I like Uncle Ruslan’s attitude just as much as my reader does, but with all respect to him, there’s more going on here than “hatred to those who were able to settle themselves” (0m26s).  Still less can I swallow: “Anything else to do with religion, with Islam, it’s a fraud, it’s a fake.” (0m37s).

As for “Chechens are peaceful people” (4m35s), well, my 1911 Encyclopædia Britannica covers them under the heading “Chechenzes”:

A wild, fierce people, they fought desperately against Russian aggression in the 18th century under Daûd Bag and Oman Khan and Shamyl, and in the 19th under Khazi-Mollah, and even now some are independent in the mountain districts . . . They are of a generous temperament, very hospitable, but quick to revenge . . . Before their subjection to Russia they were remarkable for their independence of spirit and love of freedom . . . the law of vendetta was fully carried out . . .

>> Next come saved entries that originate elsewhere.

PR #4236, opened 2026-06-01
[twenties] Fix TypeError on scheduling for the next day

elfehr:
Twenties v0.06 introduced a bug that prevents it to set a timer for the next work day.
This error message appears in the IDE after the last buzz of the day:
```
Uncaught TypeError: Variables of type Object are not supported in date constructor
    at .boot0:52:38
            const next = new Date(now);
```

### DIFF
--- a/apps/twenties/ChangeLog
+++ b/apps/twenties/ChangeLog
@@ -4,3 +4,4 @@
 0.04: Convert to boot code
 0.05: Improve energy efficiency
 0.06: Align with whole thirds of the hour.
+0.07: Fix TypeError on scheduling for the next day.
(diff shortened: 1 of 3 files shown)


thyttan:
Thanks! I presume this is tested and works well?

elfehr:
Thank!
The error message is gone, but now I wonder if I haven't found another bug. 
`next` is set to today 8am, which is included in work time, so the date is not incremented. With print statements in the IDE, I see that `next - now` is negative, `setTimeout(scheduleNext, next - now)` seems to timeout immediately, and the function is called constantly.

thyttan:
Hm. Since I'm refactoring twenties to use the scheduling library anyways would you mind trying out that one instead: #4231

elfehr:
Alright, having a look now.

Otherwise, `Date(now+864e5)` (now+24h) seems to fix it, and for some reason it doesn't trigger the same TypeError as `Date(now)` does.

thyttan:
Feel free to open another PR if you want 🙂

PR #4237, opened 2026-06-01
[twenties] Schedule for next day

elfehr:
After work hours, schedule for tomorrow 8am rather than today 8am. Otherwise, the negative timeout seems to trigger instantly and the function `scheduleNext` is constantly running in the background until the next work day.


thyttan:
Thanks!

PR #4238, opened 2026-06-01
Add auto-populated authors

RKBoss6:
Adds auto-populated authors by using the first commit author of each app. Some apps have an author who's username was changed, or the account was deleted, so those apps were ignored and unchanged. More info can be found in the [discussion](https://github.com/orgs/espruino/discussions/7968#)


gfwilliams:
As we're doing this, please could you try and get the `author` field a bit futher up the JSON rather than right at the end?

When @bobrippling did this for https://github.com/espruino/BangleApps/pull/3994/changes#diff-b335630551682c19a781afebcf4d07bf978fb1f8ac04c6bf87428ed5106870f5 he managed to get it after version/before description which looks good.

There's the script he used in there which does it already, so we could use that (I think the issue was just GitHub API rate limiting?)

RKBoss6:
Should be good to go now!

gfwilliams:
Great - thanks!

PR #4239, opened 2026-06-01
Add check to make sure we have an author field in metadata

RKBoss6:
Add error handling for missing author field in app metadata.


gfwilliams:
Does this need rebasing now all the authors are in? It seems like it's failing with errors for apps that do have an author in now

RKBoss6:
I think it's still failing for apps that don't have an author - even with the rebase, because not all apps will have an author if, say, the username couldn't be found. Will it do this for every pr, or does this one just have all apps because no app was changed directly?

gfwilliams:
Just added a tweak to stop the duplicate errors.

No, it'd be in every PR, so we can't merge this right now. We could add exceptions but I think really first we just need to add the author field to all the apps.

I'd have thought you could modify your original script to do this? Just `git blame apps/widpa/ChangeLog` for example gives you a pretty good idea who the app's main author is - I'd just choose the person with most lines

RKBoss6:
Well most of the apps that don't have authors after #4238 just don't exist on github anymore, so the commit id associated with the commit is no longer present, and rather than putting `unknown` it makes more sense to leave it blank. Is there a way to only have that part of the check fire on any app whose files have been changed in the PR?

gfwilliams:
Well, we can add exceptions for the old apps, but I think in the app loader either we're assume we always have author, or we have to deal with the fact it may not exist - and if we're coping with it not existing maybe we shouldn't really be requiring it of new submissions.

What if we allow it to be an email as well? surely we can pull the email address out of GitHub commits?

RKBoss6:
I don't know - in my mind it's best to have the author field as strict to one type of ID as possible. If we allow emails too, then it might snowball into actual names, etc, and nobody will know what to search for when they want to search for an author. If we add `author: undefined` into the apps with no author, will that get around this issue, or is it better to come up with another solution?

thyttan:
Just chiming in I think allowing email is sensible to me. 

To me the main thing is getting a hold of someone that has a degree of knowledge about the workings of an app to help review changes. So they don't break things or change the user experience in a way that the app becomes less useful to other users. Having an email in the author field helps with this in the same way as a Github username does.

Also if BangleApps were to move on to another hosting website it might end up making sense to switch out __ALL__ Github usernames to emails in an effort to keep in touch with contributors. But that's probably not likely for a while at least.

gfwilliams:
Good point about not being Github-specific actually. Even if we stay with Github we do occasionally have users that want to contribute stuff but don't want a Github login. It's rare though...

...but then, some people (probably the same ones that won't sign up to Github) don't want their emails publically available, so :shrug: 

Actually for now, let's just do: `"author":"espruino"`

RKBoss6:
Should be good to go with #4260, if we could get that merged in.

Issue #4220, opened 2026-05-14
[sched/alarm] Timers trigger immediately if they would expire after midnight (possible regression of  #2712)


ticalc-travis:
### Affected hardware version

They sound like pretty good people to have on your side, and correspondingly a formidable enemy. 

I’m glad Uncle Ruslan is on our side.  In the present international configuration, however, the religion of the Chechens will dispose a lot of them to consider themselves our enemies.  That seems to be what happened with Tamerlan Tsarnaev, who then pulled in his brother to the same mentality.

It would be nice if we had some way to distinguish the Uncle Ruslans from the Brother Tamerlans at the visa-application stage, but we don’t.  As a rough and ready way to save ourselves from lots of hurt, we should just stop issuing visas to Muslims or people from Muslim regions, as Laura Ingraham and others have proposed. 

That gets us back to this week’s Radio Derb.